Approach 1: Monotonic Stack

The monotonic stack method offers a linear time complexity solution, O(n), with O(n) space complexity. While it may appear more complex to implement than a recursive approach, it provides superior performance in large-scale scenarios. The algorithm iterates through the input array, utilizing a stack to maintain nodes and construct the tree based on relative values.

Logic:

1. Initialize an empty stack to hold TreeNode objects.
2. Iterate through each number in the input array:
   • Create a tree node for the current number.
   • While the stack is not empty and the current value is greater than the value of the node at the stack's top, pop the stack. The popped node is assigned as the left child of the current node.
   • If the stack is not empty after popping, the current node becomes the right child of the node now at the top of the stack.
   • Push the current node onto the stack.
3. After processing all elements, the bottom element of the stack will be the root of the maximum binary tree.

Implementation:

class Solution {
    public TreeNode constructMaximumBinaryTree(int[] nums) {
        if (nums == null || nums.length == 0) return null;
        
        int len = nums.length;
        TreeNode[] nodeStack = new TreeNode[len];
        int stackTop = -1;

        for (int i = 0; i < len; i++) {
            TreeNode currentNode = new TreeNode(nums[i]);
            
            // Pop smaller elements to become the left child of current node
            while (stackTop >= 0 && nums[i] > nodeStack[stackTop].val) {
                currentNode.left = nodeStack[stackTop--];
            }
            
            // If stack is not empty, current node becomes right child of stack top
            if (stackTop >= 0) {
                nodeStack[stackTop].right = currentNode;
            }
            
            // Push current node onto stack
            nodeStack[++stackTop] = currentNode;
        }
        
        return nodeStack[0];
    }
}

Approach 2: Recursive Construction

This method follows a straightforward divide-and-conquer strategy.

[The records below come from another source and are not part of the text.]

PR #143, opened 2023-06-27
Remove Validator type to simplify ValidatorSet

ariqchowdhury:
Previously, ValidatorSet kept a map of NodeId to Validator but the Validator type only has the NodeId and Stake. We should just map the NodeId to Stake in ValidatorSet and remove the Validator type.

If in the future, there is more information to track about a Validator, I think we should add a ValidatorProperty type that has Stake and whatever future information gets added, and the mapping stays the same in ValidatorSet.

I'm expecting this to simplify the proto serialization for ValidatorSet which I'm adding for another PR.


monad-validator/src/validator_set.rs
```diff
@@ -30,33 +29,30 @@ impl error::Error for ValidatorSetError {
...
         let mut vmap = HashMap::new();
         let mut vlist = Vec::new();
         for v in validators.into_iter() {
-            let entry = vmap.entry(NodeId(v.pubkey)).or_insert(v);
-            if entry.stake != v.stake {
-                return Err(ValidatorSetError::DuplicateValidator(format!(
-                    "{:?}",
-                    v.pubkey
-                )));
+            let entry = vmap.entry(v.0).or_insert(v.1);
```
omegablitz: super nit: I think `for (node_id, stake) in validators` is easier to read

It typically has a time complexity of O(n²) due to the scan for the maximum value in each subarray, with a space complexity of O(n) for the recursion stack.

Logic:

1. Identify the maximum value in the current array segment. This value serves as the root of the current subtree.
2. The index of this maximum value divides the array into left and right subarrays.
3. Recursively build the left subtree using the left subarray.
4. Recursively build the right subtree using the right subarray.
5. Base cases: if the segment is empty, return null; if the segment contains one element, return a node for that element.

Implementation:

class Solution {
    public TreeNode constructMaximumBinaryTree(int[] nums) {
        return buildSubtree(nums, 0, nums.length - 1);
    }

    private TreeNode buildSubtree(int[] nums, int leftBound, int rightBound) {
        if (leftBound > rightBound) {
            return null;
        }
        if (leftBound == rightBound) {
            return new TreeNode(nums[leftBound]);
        }

        // Find index of the maximum element in the current range
        int maxIndex = leftBound;
        for (int i = leftBound + 1; i <= rightBound; i++) {
            if (nums[i] > nums[maxIndex]) {
                maxIndex = i;
            }
        }

        TreeNode rootNode = new TreeNode(nums[maxIndex]);

        // Recursively construct left and right subtrees
        rootNode.left = buildSubtree(nums, leftBound, maxIndex - 1);
        rootNode.right = buildSubtree(nums, maxIndex + 1, rightBound);

        return rootNode;
    }
}